Morphology analyser based approach
To check if a word is valid, known, correctly spelled word, a simple look up using morphology analyser is enough. If the morphology analyser can parse the word, it is correctly spelled. Note that the word can be an agglutinated at arbitrary levels and inflected at same time.
To provide spelling suggestions, the FST based morphology analyser can be used. This is a three step process
- 1.Generate a list of candidate words from the query word. The words in this list may be incorrect too. The words are generated based on the patterns we defined based on the nature of spelling mistakes. We scan the query word for common patterns of errors and apply fix for that pattern. Since there dozens of patterns, we will have many candidate words.
- 2.From the candidate list, find out the correctly spelled word using spellcheck method. This will result a very small number of words. These words are the probable replacements for the misspelled query word.
- 3.Sort the candidate words to provide more probable suggestion as the first one.
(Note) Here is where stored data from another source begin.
PR #897, opened 2021-02-03
Reintroduce synchronicity between the Synchronizer, Chain and Consensus loop

### LINKED ISSUE #893: Reintroduce synchronicity between the Synchronizer, Chain and Consensus loop
Since we have noticed an increasing number of bugs with the current consensus pipeline setup, I think it is sensible to revert back to a more synchronized approach, as introduced in the last architectural refactor. The aim is to maintain the separation of concerns between the Chain and Synchronizer, but to re-introduce the model where goroutines replace each other as the consensus loop, instead of maintaining one goroutine for as long as possible.

This should help avoid stalls and potential bugs.

julesdesmit:
Fixes #893

### DIFF
--- a/pkg/core/chain/chain.go
+++ b/pkg/core/chain/chain.go
@@ -60,8 +60,8 @@ type Loader interface {
 
 // Ledger is the Chain interface used in tests.
 type Ledger interface {
-	ProcessSuccessiveBlock(block.Block) error
-	ProcessSyncBlock(block.Block) error
+	TryNextConsecutiveBlockInSync(block.Block) error
+	TryNextConsecutiveBlockOutSync(block.Block) error
 	ProduceBlock() error
 	StopBlockProduction()
 }
@@ -154,10 +154,10 @@ func (c *Chain) StopBlockProduction() {
 	select {
 	case c.stopConsensusChan <- struct{}{}:
 	// If there is nobody listening on the other end, it could very well be that
-	// `crunchBlocks` is attempting to take control of the mutex. In this instance,
-	// we can forego the channel send here, as the release of the mutex will result
-	// in a bump to the tip height, making the consensus results obsolete, and
-	// ending the lifetime of that goroutine.
+	// `acceptConsensusResults` is attempting to take control of the mutex.
+	// In this instance, we can forego the channel send here, as the release of
+	// the mutex will result in a bump to the tip height, making the consensus
+	// results obsolete, and ending the lifetime of that goroutine.
 	default:
 	}
 }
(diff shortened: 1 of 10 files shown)


pkg/core/chain/chain.go
```diff
@@ -143,111 +211,129 @@ func New(ctx context.Context, db database.DB, eventBus *eventbus.EventBus, rpcBu
...
-	select {
-	case c.CatchBlockChan <- consensus.Results{Blk: blk, Err: nil}:
-	default:
-		return errors.New("block discarded")
+func (c *Chain) ProcessSuccessiveBlock(blk block.Block) error {
+	// If we can not stop the consensus, it means that the ProduceBlock goroutine
+	// is waiting to take ownership of the mutex. In this scenario, it means
+	// that consensus has converged on a block. We will give precendence to
+	// self-finalized blocks over network-received ones, so we relinquish control
+	// over the mutex in case of an error.
```
autholykos, line 331: The description does not really reflect what is in the code. I cannot easily see where the control over the mutex gets relinquished as a consequence of errors returned by `StopBlockProduction`. If a refactoring leading to more explicit code is not easy to obtain, at the very least the comment should be more specific and detailed about side effects in the mutex handling (which I suppose should be in the synchronization state-machine, but I am not sure)

autholykos (changes requested):
I like the directionf of the refactoring, but I think some improvements can be made in making the lock handling more maintainable/readable

pkg/core/chain/chain.go
```diff
@@ -60,11 +60,10 @@ type Loader interface {
 
 // Ledger is the Chain interface used in tests.
 type Ledger interface {
-	CurrentHeight() uint64
-	ProcessSucceedingBlock(block.Block) error
+	ProcessSuccessiveBlock(block.Block) error
```
autholykos, line 63: Can we rename this into `TryNextConsecutiveBlockInSync`? `Successive` is quite an odd adjective

pkg/core/chain/chain.go
```diff
@@ -143,113 +148,147 @@ func New(ctx context.Context, db database.DB, eventBus *eventbus.EventBus, rpcBu
...
 
+	go func(ctx context.Context, cancel context.CancelFunc, winnerChan chan consensus.Results) {
+		defer cancel()
+		c.crunchBlocks(ctx, winnerChan)
+	}(ctx, cancel, winnerChan)
+
+	return nil
+}
+
+func (c *Chain) crunchBlocks(ctx context.Context, winnerChan chan consensus.Results) {
```
autholykos, line 213: rename into `acceptConsensusResults`

pkg/core/chain/chain.go
```diff
@@ -60,11 +60,10 @@ type Loader interface {
 
 // Ledger is the Chain interface used in tests.
 type Ledger interface {
-	CurrentHeight() uint64
-	ProcessSucceedingBlock(block.Block) error
+	ProcessSuccessiveBlock(block.Block) error
 	ProcessSyncBlock(block.Block) error
```
autholykos, line 64: Specularly, this should be called `TryNextConsecutiveBlockOutSync`

autholykos (changes requested):
I think the refactoring makes a lot of sense. I just left some renaming suggestions for extra-clarity

autholykos (approved):
LGTM (good one on removing the goroutine wrapper, I missed that one)

PR #903, opened 2021-02-05
Move GetSyncProgress method back to the Chain

### LINKED ISSUE #899: Move GetSyncProgress method back to the Chain
As a result of #897, the synchronizer is no longer a stand-alone component, and should not register as a GRPC server. Furthermore, as it lacks access to the current height and highest seen variables, it should no longer divulge this information. The chain will be the best candidate now.

julesdesmit:
Fixes #899


autholykos (approved):
LGTM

For this, we can do a ranking on the suggestion strategies. A very common error pattern get high priority at step 1. So the suggestions from that appear first in the candidate list. A more sophisticated approach would use a frequency model for the words. So candidate words that are very frequent in the language will appear as first candidate.
One thing I observed from the above approach is, in reality the candidate words after all the above steps for Malayalam is most of the time one or two. This make step 3 less relevant. At the same time, an edit distance based approach would have generated more than 5 candidate words for each misspelled word. The candidates from the edit distance based suggestion mechanism would be very diverse, meaning, they won’t have be related to the indented word at all. The following images illustrates the difference.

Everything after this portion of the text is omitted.